-- Instructions for the task --
Take each line of the material that includes "docs" and copy it.

-- Data section --

PR #972, opened 2024-06-18
Update Rust: 1.78 -> 1.79

sharnoff:
Good to keep in sync with `neondatabase/neon` because we pull in vm-monitor.
Corresponding PR there was neondatabase/neon#8048.


Omrigan (approved):
Perhaps a more long-term solution could be to have a `neondatabase/rust` base image, to keep it always in sync. Same for go.

PR #974, opened 2024-06-19
neonvm-controller: Emit CpuInfo/MemoryInfo every reconcile

sharnoff:
Extracted from #970.

Currently, when leaving the Scaling phase, we emit events like

```
MemoryInfo  VirtualMachine vm-foo uses 4GiB memory
CpuInfo     VirtualMachine vm-foo uses 1 cpu cores
```

To provide more up-to-date information in the event log, we can emit these events every time `.status.{cpus,memorySize}` changes.

This is relevant for #970 because with virtio-mem, the current state of the memory is performed asychronously and so otherwise wouldn't be available in the logs.


Omrigan (approved):
> we can emit these events every time .status.{cpus,memorySize} changes.

This was the case before this PR. The thing that changed is when we update the status.

PR #978, opened 2024-06-19
k3d: Pass through auth for docker.io in CI

### LINKED ISSUE #975: Docker rate limiting causes e2e-tests to fail
## Problem

We sometimes get rate limited by docker in the e2e tests. When this happens, image pulls fail - and therefore the entire e2e test job fails as a result.

As a recent example, I saw a couple cases where deploying the components failed with:

```
Waiting for daemon set "neonvm-device-plugin" rollout to finish: 0 of 3 updated pods are available...
Error: The action 'deploy components' has timed out after 3 minutes.
```

and when looking at the events, we see:

```
LAST SEEN   TYPE      REASON           OBJECT                           MESSAGE
2m50s       Normal    Scheduled        pod/neonvm-device-plugin-blskl   Successfully assigned neonvm-system/neonvm-device-plugin-blskl to k3d-neonvm-agent-0
2m49s       Normal    AddedInterface   pod/neonvm-device-plugin-blskl   Add eth0 [10.0.0.154/32] from cilium
75s         Normal    Pulling          pod/neonvm-device-plugin-blskl   Pulling image "squat/generic-device-plugin"
72s         Warning   Failed           pod/neonvm-device-plugin-blskl   Failed to pull image "squat/generic-device-plugin": rpc error: code = Unknown desc = failed to pull and unpack image "docker.io/squat/generic-device-plugin:latest": failed to copy: httpReadSeeker: failed open: unexpected status code https://registry-1.docker.io/v2/squat/generic-device-plugin/manifests/sha256:ba6f0b4cf6c858d6ad29ba4d32e4da11638abbc7d96436bf04f582a97b2b8821: 429 Too Many Requests - Server message: toomanyrequests: You have reached your pull rate limit. You may increase the limit by authenticating and upgrading: https://www.docker.com/increase-rate-limit
72s         Warning   Failed           pod/neonvm-device-plugin-blskl   Error: ErrImagePull
57s         Warning   Failed           pod/neonvm-device-plugin-blskl   Error: ImagePullBackOff
45s         Normal    BackOff          pod/neonvm-device-plugin-blskl   Back-off pulling image "squat/generic-device-plugin"
```

ref

- https://github.com/neondatabase/autoscaling/actions/runs/9574243656/job/26397291740
- https://github.com/neondatabase/autoscaling/actions/runs/9574245249/job/26397290700

## Potential solutions

Maybe we can specify credentials for dockerhub with this registries configuration file? https://k3d.io/v5.6.0/usage/registries/

We _might_ also want to look into implementing this for kind, but that's lower priority because we aren't regularly using it in CI.

sharnoff:
Fixes #975.

~~TODO: figure out why it isn't working~~


sharnoff:
Turns out it's not quite fixed, unfortunately: https://github.com/neondatabase/autoscaling/actions/runs/9576387644/job/26402955386#step:15:2360

sharnoff:
Turns out it just needed to be `registry-1.docker.io` instead of `docker.io`, see more here: https://devops.stackexchange.com/a/16154

.github/workflows/e2e-test.yaml
```diff
@@ -142,7 +142,28 @@ jobs:
           username: ${{ secrets.NEON_DOCKERHUB_USERNAME }}
           password: ${{ secrets.NEON_DOCKERHUB_PASSWORD }}
 
+      # https://docs.k3s.io/installation/private-registry#registries-configuration-file
+      # https://github.com/neondatabase/autoscaling/issues/975
+      - name: set k3d registries.yaml
+        # TODO: Implement an equivalent for kind?
```
Omrigan, line 148: Maybe just drop kind support?

Omrigan (approved):

.github/workflows/e2e-test.yaml
sharnoff: I still use kind locally because it says "have a nice day" :sweat_smile:

Given that k3d _is_ a little bit different from a more normal k8s distribution, I'd rather we keep kind around for now -- if only so we make sure that we don't implement something that works only in k3d (but not EKS).

WDYT?

Omrigan: Sure thing!

PR #959, opened 2024-06-11
temporary PR to help investigate ZONE_NORMAL

sharnoff:
It's more convenient to have CI build & push the images than do it myself

ref: https://www.notion.so/neondatabase/59c9e9b2619e4ccd8fbb99e9b0cb1a89?pvs=4#dcf1ea2e65464f618db917b77e3dcf42
ref: https://www.notion.so/neondatabase/59c9e9b2619e4ccd8fbb99e9b0cb1a89?pvs=4#8df8a3aa3cf64ecb8aa68266913b7182
ref: https://www.notion.so/neondatabase/59c9e9b2619e4ccd8fbb99e9b0cb1a89?pvs=4#3fec5babb1474eeebffe72619728ea68

PR #981, opened 2024-06-20
neonvm: Use memory_hotplug.online_policy=auto-movable for virtio-mem

### LINKED ISSUE #117: Impossible to scale memory more than x60

sharnoff:
In short: Currently we hotplug all memory as ZONE_MOVABLE. This has known issues because there are theoretical and practical limits on the ratio between ZONE_MOVABLE and ZONE_NORMAL. With `memory_hotplug.online_policy=auto-movable`, we can use the config value `memory_hotplug.auto_movable_ratio` to set a ratio of MOVABLE:NORMAL to uphold during hotplug and the kernel will Do The Right Thing™.

This change adds a new flag to `neonvm-controller` and `neonvm-runner` to set the value of this ratio: `-memhp-auto-movable-ratio`.

However, please note: The new behavior is only available for VMs using virito-mem because `memory_hotplug.auto_movable_ratio` does not count hotplugged ZONE_NORMAL DIMM slots towards the ratio, so IMO it's not worth changing the existing behavior. [1] [2] [3]

This is the productionized version of the experimentation from #959. For more on that, see [4].

[1]: https://docs.kernel.org/admin-guide/mm/memory-hotplug.html#module-parameters
[2]: https://lwn.net/Articles/865618/
[3]: https://neondb.slack.com/archives/C03TN5G758R/p1718225978299459?thread_ts=1718158200.324759
[4]: https://www.notion.so/neondatabase/59c9e9b2619e4ccd8fbb99e9b0cb1a89

---

**Notes for review:** This is split into two commits; the first is a small refactoring in neonvm-runner to make the diff more clear. I _think_ I'll end up doing rebase-and-merge.

~~**Also, this PR builds on #970, and must not be merged before it.**~~

This PR fixes #117 and also fixes neondatabase/cloud#10622.

### DIFF
--- a/neonvm/config/controller/deployment.yaml
+++ b/neonvm/config/controller/deployment.yaml
@@ -60,6 +60,7 @@ spec:
         # * cache.no-flush=on  - ignores disk flush operations (not needed; our disks are ephemeral)
         - "--qemu-disk-cache-settings=cache.writeback=on,cache.direct=on,cache.no-flush=on"
         - "--default-memory-provider=DIMMSlots"
+        - "--memhp-auto-movable-ratio=801" # for virtio-mem, set memory_hotplug.auto_movable_ratio=801
         - "--failure-pending-period=1m"
         - "--failing-refresh-interval=15s"
         env:
--- a/neonvm/controllers/config.go
+++ b/neonvm/controllers/config.go
@@ -33,6 +33,14 @@ type ReconcilerConfig struct {
 	// new VMs (or, when old ones restart) if nothing is explicitly set.
 	DefaultMemoryProvider vmv1.MemoryProvider
 
+	// MemhpAutoMovableRatio specifies the value that new neonvm-runners will set as the
+	// kernel's 'memory_hotplug.auto_movable_ratio', iff the memory provider is virtio-mem.
+	//
+	// This value is passed directly to neonvm-runner as the '-memhp-auto-movable-ratio' flag.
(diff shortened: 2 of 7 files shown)


neonvm/controllers/vm_controller_test.go
```diff
@@ -111,6 +111,7 @@ var _ = Describe("VirtualMachine controller", func() {
 					MaxConcurrentReconciles: 1,
 					QEMUDiskCacheSettings:   "cache=none",
 					DefaultMemoryProvider:   vmv1.MemoryProviderDIMMSlots,
+					MemhpAutoMovableRatio:   "301",
```
Omrigan, line 114: Should have 801 everywhere?

Omrigan (approved):

neonvm/controllers/vm_controller_test.go
sharnoff: My thinking here was that 301 is a more "safe" default, but we know we can get away with 801 in practice (kind of like the cache=none situation). (so, this 301 here matches the default of 301 for the neonvm-controller flag, which we then always override)

Thoughts?

Omrigan: It's just that this PR request has both 301 and 801 in different places. Just wondering is that is intentional, ok with me either way.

-- Response box --
+      # https://docs.k3s.io/installation/private-registry#registries-configuration-file
[1]: https://docs.kernel.org/admin-guide/mm/memory-hotplug.html#module-parameters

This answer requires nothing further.